* Goal of the exercise:
Please write out exactly the lines of the data below from the line holding "### LINKED ISSUE" through the line holding "3. In Tab 2, add 6 accordion blocks", and leave out the rest.

Source records
== == ==
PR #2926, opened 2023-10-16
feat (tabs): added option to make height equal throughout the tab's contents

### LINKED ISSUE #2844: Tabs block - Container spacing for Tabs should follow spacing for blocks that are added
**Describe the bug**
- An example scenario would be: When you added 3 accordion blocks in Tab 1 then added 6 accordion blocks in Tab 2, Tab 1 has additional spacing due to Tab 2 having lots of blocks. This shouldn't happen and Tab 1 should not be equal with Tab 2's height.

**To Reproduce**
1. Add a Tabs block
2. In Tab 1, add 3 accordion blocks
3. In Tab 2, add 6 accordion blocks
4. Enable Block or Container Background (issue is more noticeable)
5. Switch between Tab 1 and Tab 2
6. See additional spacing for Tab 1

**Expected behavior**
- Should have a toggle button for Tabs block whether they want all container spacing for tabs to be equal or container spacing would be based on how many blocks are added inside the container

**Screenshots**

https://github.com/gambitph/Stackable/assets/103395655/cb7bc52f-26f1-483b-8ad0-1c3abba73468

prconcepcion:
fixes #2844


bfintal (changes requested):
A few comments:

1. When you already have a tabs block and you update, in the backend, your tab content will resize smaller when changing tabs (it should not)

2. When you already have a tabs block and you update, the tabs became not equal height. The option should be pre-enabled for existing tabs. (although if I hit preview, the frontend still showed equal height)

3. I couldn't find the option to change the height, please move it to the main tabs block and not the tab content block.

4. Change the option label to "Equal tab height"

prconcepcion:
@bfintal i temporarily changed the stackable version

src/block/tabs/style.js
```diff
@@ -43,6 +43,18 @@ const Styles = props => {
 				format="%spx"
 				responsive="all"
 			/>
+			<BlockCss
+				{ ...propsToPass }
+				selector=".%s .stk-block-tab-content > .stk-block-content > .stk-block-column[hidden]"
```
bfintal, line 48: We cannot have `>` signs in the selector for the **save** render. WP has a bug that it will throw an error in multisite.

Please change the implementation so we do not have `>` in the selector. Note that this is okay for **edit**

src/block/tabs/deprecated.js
== == ==
* Exercise answer:
### LINKED ISSUE #2844: Tabs block - Container spacing for Tabs should follow spacing for blocks that are added
**Describe the bug**
- An example scenario would be: When you added 3 accordion blocks in Tab 1 then added 6 accordion blocks in Tab 2, Tab 1 has additional spacing due to Tab 2 having lots of blocks. This shouldn't happen and Tab 1 should not be equal with Tab 2's height.

**To Reproduce**
1. Add a Tabs block
2. In Tab 1, add 3 accordion blocks
3. In Tab 2, add 6 accordion blocks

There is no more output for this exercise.